= ASSIGNMENT =
From the records below, copy each line in which the string "full" occurs.

= MATERIAL FOR THIS TASK =

PR #7634, opened 2026-08-11
fix(logging): change health check logs from info to debug level

### LINKED ISSUE #7392: /api/status logs a full event-loop histogram on every request, making health probes ~45% of log volume
## Describe the bug

`GET /api/status` writes two `logger.info` lines on **every** request — a summary line and a full `JSON.stringify(histogram, null, 2)` dump of the event-loop delay histogram:

https://github.com/Infisical/infisical/blob/main/backend/src/server/routes/index.ts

= OUTPUT BELOW =
### LINKED ISSUE #7392: /api/status logs a full event-loop histogram on every request, making health probes ~45% of log volume
`GET /api/status` writes two `logger.info` lines on **every** request — a summary line and a full `JSON.stringify(histogram, null, 2)` dump of the event-loop delay histogram:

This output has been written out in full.